Hi...my name is Letha. I've been shooting firearms since I was a kid and really enjoyed it and still do. Me and my hubby actually teach marksmanship. I've been wanting to try archery for a long time and finally got my first bow. 

I didn't want to spend too much to start out so I got a Diamond Razor Edge by BowTech. We're going to upgrade the site, rest, and peep. So far it seems to shoot pretty well and I'm on target. I plan on practicing a lot, lol. 

Anyway...this looks like a great site to really learn from.


----------



## THE BULL (Feb 24, 2009)

Welcome to AT...Glad to have ya


----------



## jswank (Jun 14, 2010)

welcome


----------



## Double S (Mar 30, 2008)

Welcome to AT.


----------



## rdneckhillbilly (Jan 25, 2010)

Welcome to AT and the world of archery. Love your name by the way.
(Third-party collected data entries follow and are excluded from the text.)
PR #614, opened 2024-01-11
Fix empty SpeechRecognitionKeyword breaking all speech keyword system (#612)

### LINKED ISSUE #612: [BUG] Put an empty/whitespace string in `SpeechRecognitionKeyword` break the whole speech system
## Describe the bug

If a user or a script set the `SpeechRecognitionKeyword` on a `StatefulInteractable` to an empty/whitespace string (and AllowSelectByVoice is still true), the whole speech system stops recognizint keywords, without any warning or error.

If you have a script (in my case a `LocalizedStringEvent` for Unity Localization package) that briefly set an empty string and then set the correct string, the bug still remains and speech won't work at all.

## To reproduce

1. Open the CanvasExemple scene
2. Choose one button and set the SpeechRecognitionKeyword to an empty field
3. Build & Run on Hololens
4. Look at another button, say "select" and see nothing happen

## Expected behavior

If one button SpeechRecognitionKeyword is set to an empty string, other buttons still work.

## Your setup

- Unity Version: 2021.3.21f1
- MRTK Version or Commit: current main branch [3707957](https://github.com/MixedRealityToolkit/MixedRealityToolkit-Unity/commit/3707957ef03b4287bd76967705af02cec6c1fb8a)

## Target platform

- HoloLens 2

## Additional context

The issue is that the `SpeechInteractor` allows to register interactable with an empty string put in the `keywordDictionary` and then the Unity `KeywordRecognizer` doesn't work.

anonymous2585:
Fix #612 

If user or code set the SpeechRecognitionKeyword to an empty or whitespace string, the SpeechInteractor won't register the blank keyword in the keywordDictionary and won't transmit it to the subsystem.

### DIFF
--- a/org.mixedrealitytoolkit.input/Interactors/Speech/SpeechInteractor.cs
+++ b/org.mixedrealitytoolkit.input/Interactors/Speech/SpeechInteractor.cs
@@ -58,23 +58,26 @@ namespace MixedReality.Toolkit.Input
         /// <param name="keyword">The keyword to listen for.</param>
         public void RegisterInteractable(StatefulInteractable interactable, string keyword)
         {
-            keyword = keyword.ToLower();
-            if (keywordDictionary.TryGetValue(keyword, out List<StatefulInteractable> interactableList))
+            if (!string.IsNullOrWhiteSpace(keyword))
             {
-                interactableList.Add(interactable);
-            }
-            else
-            {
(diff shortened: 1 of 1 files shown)


marlenaklein-msft (approved):
Thanks for the fix!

One "L" away from "Lethal" which I am sure you are as you teach marksmanship.
Enjoy the site.


----------



## Tim Roberts (Jul 13, 2002)

Letha.


----------



## Wicked1Archery (Oct 2, 2010)

Welcome to AT :wave3:


----------



## Dthbyhoyt (Dec 4, 2004)

:welcome: 2 ArcheryTalk


----------



## rycountryboy (Feb 21, 2008)

*:welcome: to AT*


----------



## Hoosierflogger (Jan 14, 2009)

Welcome to AT
My sister in law shoots the same bow as you and it is excellent.
No amount of money could have bought anything more accurate.

Have fun.


----------



## Mrs Nemohunter (Mar 14, 2011)

Thanks so much for the great welcome!! 

@rdneckhillbilly people have always called me "Lethal"....among other things, lol 

@Hoosierflogger I'm pretty happy with it. It's super quiet and smooth. I didn't notice any vibration and it's quick!


----------



## bushmasterar15 (Oct 23, 2004)

Welcome to Archery Talk.


----------